What you should do | When you output the entries, begin with the first line and end with the line containing "## Before you deploy", keeping each line exactly as it is.
-- The data follows --
PR #967, opened 2025-06-09
Add DeprecatedFonts theme check

miazbikowski:

Video Demo:

Demo video: https://screenshot.click/17-29-7jiob-03dcd.mp4

Outdated:

This adds a check for section and block schemas to stop usage of deprecated fonts in:
1. settings
2. preset settings
3. preset block settings (including nested blocks)

We're doing this as part of the Monotype migration project which aims to move all deprecated fonts to a replacement by September.

Yes, settings_schema.json is most likely of all files to have fonts. We need to write a theme check for this. We may also, if possible, wish to add a check for json templates and settings_data.json to thoroughly warn against deprecated font usage.

## What did you learn?
That there are no existing checks for `settings_schema.json` or the other data files, so we don't have the building blocks for these. 

## Before you deploy

  - [x] I've made a PR to update the [shopify.dev theme check docs](https://github.com/Shopify/shopify-dev/tree/main/content/storefronts/themes/tools/theme-check/checks) if applicable ([link PR here](https://app.graphite.dev/github/pr/Shopify/shopify-dev/58532/Add-DeprecatedFontsOnSectionsAndBlocks-check-docs)).


miazbikowski:
* **#967** <a href="https://app.graphite.dev/github/pr/Shopify/theme-tools/967?utm_source=stack-comment-icon" target="_blank">Graphite</a> 👈 <a href="https://app.graphite.dev/github/pr/Shopify/theme-tools/967?utm_source=stack-comment-view-in-graphite" target="_blank">(View in Graphite)</a>
* `main`


<h2></h2>

packages/theme-check-common/src/checks/deprecated-fonts-on-sections-and-blocks/index.ts
```diff
@@ -0,0 +1,278 @@
...
+        const offset = node.blockStartPosition.end;
+
+        // 1st: check schema settings for deprecated fonts
+        checkSchemaSettingsForDeprecatedFonts(validSchema, offset, ast, context);
+
+        // 2nd: check preset settings for deprecated fonts
+        checkPresetSettingsForDeprecatedFonts(validSchema, offset, ast, context);
+
+        // 3rd: check preset blocks' settings for deprecated fonts, including nested blocks
+        await checkPresetBlocksForDeprecatedFonts(validSchema, offset, ast, context);
```
aswamy: Do we also want to do it for `default` inside of section schemas?

https://shopify.dev/docs/storefronts/themes/architecture/sections/section-schema#default

miazbikowski: > Do we also want to do it for `default` inside of section schemas?
> 
> https://shopify.dev/docs/storefronts/themes/architecture/sections/section-schema#default

Yes, good catch, I wasn't aware of default in section schemas but I'll add it.

packages/theme-check-common/src/checks/deprecated-fonts-on-sections-and-blocks/index.ts
```diff
@@ -0,0 +1,278 @@
...
+        context,
+        preset,
+        basePath,
+      );
+    }
+  }
+}
+
+// only read setting type if value is a deprecated font
+async function checkBlocksHashForDeprecatedFonts(
```
aswamy: I feel like this function and its array equivalent can be merged into one - they share most of their code. The for-loop just has to be modified a little so we check if it's an array of hash.

charlespwd: yeah I do [this](https://github.com/Shopify/theme-tools/blob/main/packages/theme-graph/src/graph/traverse.ts#L335-L362) in theme-graph to traverse both array and hash form with the same for loop. 

I'm able to get the nodeAtPath in both forms too!

```ts
    // Iterate over array entries or object entries depending on how the blocks are defined
    const iterator = Array.isArray(preset.blocks)
      ? preset.blocks.entries()
      : Object.entries(preset.blocks!);

    for (const [keyOrIndex, block] of iterator) {
      const nodePath = ['presets', i, 'blocks', keyOrIndex];
      const node = nodeAtPath(ast, nodePath)! as ObjectNode;
      
      // ...
      
      }
```

miazbikowski: Thanks for the feedback! As a ruby dev who doesn't know typescript, I don't always have the most refined typescript code. But I incorporated this approach and was able to consolidate :)

packages/theme-check-common/src/checks/deprecated-fonts-on-sections-and-blocks/index.ts
miazbikowski: section schema "default" is done :)

packages/theme-check-common/src/utils/highlighting.ts
```diff
@@ -0,0 +1,21 @@
+import { getLocEnd, getLocStart, nodeAtPath } from '..';
+import { JSONNode } from '..';
+import { Context, SourceCodeType, ArrayNode } from '../types';
+
+export function reportWarning(
+  context: Context<SourceCodeType.LiquidHtml>,
+  offset: number,
+  ast: JSONNode,
+  ast_path: string[],
```
aswamy: id keep this camelCase like the other variable

packages/theme-check-common/src/utils/highlighting.ts
aswamy, line 1: Can we name this something more appropriate? This is more about warnings, not highlighting.

packages/theme-check-common/src/checks/deprecated-fonts-on-sections-and-blocks/index.ts
```diff
@@ -0,0 +1,230 @@
...
+      setting.type === 'font_picker' &&
+      setting.default &&
+      DEPRECATED_FONT_HANDLES.has(setting.default)
+    ) {
+      const warning_ast_path = ['settings', String(index), 'default'];
+      reportWarning(
+        context,
+        offset,
+        ast as JSONNode,
+        warning_ast_path,
```
aswamy: No need to fix `SchemaPresetsBlockOrder`, but we should keep everything camelCase

packages/theme-check-common/src/checks/deprecated-fonts-on-sections-and-blocks/index.ts
```diff
@@ -0,0 +1,230 @@
...
+    let blockSchema = null; // This is used to avoid reading the schema multiple times.
+
+    // block_value is the hash which can have settings, blocks, etc.
+    for (const [setting_key, setting_value] of Object.entries(block.settings ?? {})) {
+      if (setting_value && DEPRECATED_FONT_HANDLES.has(setting_value as string)) {
+        // We found a setting value that is a deprecated font, we need to get the block schema to check the setting type is a font_picker.
+        if (!blockSchema) {
+          blockSchema = await context.getBlockSchema?.(block.type);
+          if (!blockSchema || blockSchema instanceof Error) continue;
+        }
```
aswamy: Why aren't we just fetching the block schema outside the loop?

Is it just to avoid loading the block if there are no deprecated fonts? If that's true, we don't have to really worry about it since the blocks are preloaded anyway, so it won't cost any extra cycles reading the file from the fs.

packages/theme-check-common/src/checks/deprecated-fonts-on-sections-and-blocks/index.ts
```diff
@@ -0,0 +1,230 @@
...
+
+        // 2nd: check preset settings for deprecated fonts
+        checkPresetSettingsForDeprecatedFonts(validSchema, offset, ast, context);
+
+        // 3rd: check preset blocks' settings for deprecated fonts, including nested blocks
+        await checkPresetBlocksForDeprecatedFonts(validSchema, offset, ast, context);
+
+        // 4th: check schema default (sections only) for deprecated fonts
+        if ('default' in validSchema) {
+          checkSchemaDefaultForDeprecatedFonts(validSchema as Section.Schema, offset, ast, context);
```
aswamy: I think we're also missing default block settings check

image

packages/theme-check-common/src/checks/deprecated-fonts-on-sections-and-blocks/index.ts
miazbikowski: Good to know, I'll move the reading outside the loop then :)

aswamy (approved):
🙏 thank you for your patience on this! This is amazing stuff!

packages/theme-check-common/src/utils/warnings.ts
```diff
@@ -0,0 +1,21 @@
...
+
+export function reportWarning(
+  context: Context<SourceCodeType.LiquidHtml>,
+  offset: number,
+  ast: JSONNode,
+  ast_path: string[],
+  message: string,
+  fullHighlight: boolean = true,
+) {
+  const node = nodeAtPath(ast, ast_path)! as ArrayNode;
```
charlespwd: I feel like this casting is dangerous given this method is extracted as a util 🤔?

Why not call context.report directly and do the casting when you need it instead? 

Would remove the need for the fullHighlight thing? 

reportWarning is pretty generic and it would feel weird to try to use that in a Liquid check, I'm not sure this deserves to be extracted?

miazbikowski: Fair point re: extracting, so, un-extracting :)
-- The data concluded --
Response |
PR #967, opened 2025-06-09
Add DeprecatedFonts theme check

miazbikowski:

Video Demo:

Demo video: https://screenshot.click/17-29-7jiob-03dcd.mp4

Outdated:

This adds a check for section and block schemas to stop usage of deprecated fonts in:
1. settings
2. preset settings
3. preset block settings (including nested blocks)

We're doing this as part of the Monotype migration project which aims to move all deprecated fonts to a replacement by September.

Yes, settings_schema.json is most likely of all files to have fonts. We need to write a theme check for this. We may also, if possible, wish to add a check for json templates and settings_data.json to thoroughly warn against deprecated font usage.

## What did you learn?
That there are no existing checks for `settings_schema.json` or the other data files, so we don't have the building blocks for these. 

## Before you deploy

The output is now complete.